TASK PROMPT: Which lines of the records below contain the word "legacy"? Show each one.
Segment Start: SUPPLIED DATA
PR #1681, opened 2023-01-12
Create Crypto V2 Migration Data

Anderas:
Create `MigrationData` object defined in rust-crypto-sdk, which is populated with existing data (account, sessions, cross signing ...), and used to migrate into the rust-based `OlmMachine`. Note that this PR only adds the creation and migration of this object, but no codepath will currently trigger the migration itself. This will be done in a future PR.

Main changes in this PR:
- add `MXCryptoMigrationStore` which will use legacy crypto store (`MXCryptoStore`) to construct rust-based `MigrationData`
- add `MXCryptoMigrationV2` which will actually perform the migration from legacy store to rust-based crypto
- change `MXOlmSession` and `MXCryptoStore` API to include `deviceKey` on the session itself rather than just stored internally in realm

To be done in future PR:
- More integration tests for cases like migrating cross-signing status, trusting own devices, restoring keys from backup etc. Some of these require a few bugfixes in the rust-crypto
- Actually perfom the migration on app start when necessary
- Optimizations for migrating large accounts (i.e. migrating keys in batches)

### DIFF
--- a/MatrixSDKTests/Crypto/CryptoMachine/MXKeysQuerySchedulerUnitTests.swift
+++ b/MatrixSDKTests/Crypto/CryptoMachine/MXKeysQuerySchedulerUnitTests.swift
@@ -71,37 +71,41 @@ class MXKeysQuerySchedulerUnitTests: XCTestCase {
         users: Set<String>,
         completion: @escaping (Response) -> Void,
         failure: ((Swift.Error) -> Void)? = nil
-    ) {
-        Task.detached {
-            do {
-                let result = try await self.scheduler.query(users: users)
-                completion(result)
-            } catch {
-                failure?(error)
+    ) async {
+        return await withCheckedContinuation { continuation in
+            Task.detached {
+                continuation.resume()
+                
+                do {
+                    let result = try await self.scheduler.query(users: users)
+                    completion(result)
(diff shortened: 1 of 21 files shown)


MatrixSDKTests/Crypto/CryptoMachine/MXKeysQuerySchedulerUnitTests.swift
```diff
@@ -71,71 +71,75 @@ class MXKeysQuerySchedulerUnitTests: XCTestCase {
...
         failure: ((Swift.Error) -> Void)? = nil
-    ) {
-        Task.detached {
-            do {
-                let result = try await self.scheduler.query(users: users)
-                completion(result)
-            } catch {
-                failure?(error)
+    ) async {
+        return await withCheckedContinuation { continuation in
```
Anderas, line 75: Unrelated change but sometimes these tests fail. I think this is because calling `Task.detached` several times in a row may not result in them being executed in the same order. To solve this we make the function `async` and completed as soon as the `Task.detached` is triggered (but not when the task completes its work). Its an await on enquing rather than completing the async work.

aringenbach (approved):
LGTM

PR #1685, opened 2023-01-18
Reply to ended polls events (PSG-1131)

alfogrillo:
### Description

This PR ensure that placeholders in reply events are always sent in the English version.
Matrix client receiving events containing this placeholder may chose to localize them or not.
It doesn't make sense localizing placeholders on the sender side since the receivers could prefer a different language.

Affected placeholders are:
- "In reply to"
- "Ended poll" (new one, it's used when replying to `m.poll.end` events)


pixlwave (approved):
LGTM, nice catch 👍

PR #1686, opened 2023-01-18
Rename MXSessionSyncProgress

Anderas:
Rename `MXSessionSyncProgress` to `MXSessionStartupProgress` as it more reflects its purpose. A future PR will be adding `migrationData` stage which does not really belong into the "sync" state but rather during "startup" stage where loading screen is shown to the user, before the session is ready / interactable.


alfogrillo (approved):
IGTM!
Segment End: SUPPLIED DATA
SOLUTION FOR THIS PROBLEM:
- add `MXCryptoMigrationStore` which will use legacy crypto store (`MXCryptoStore`) to construct rust-based `MigrationData`
- add `MXCryptoMigrationV2` which will actually perform the migration from legacy store to rust-based crypto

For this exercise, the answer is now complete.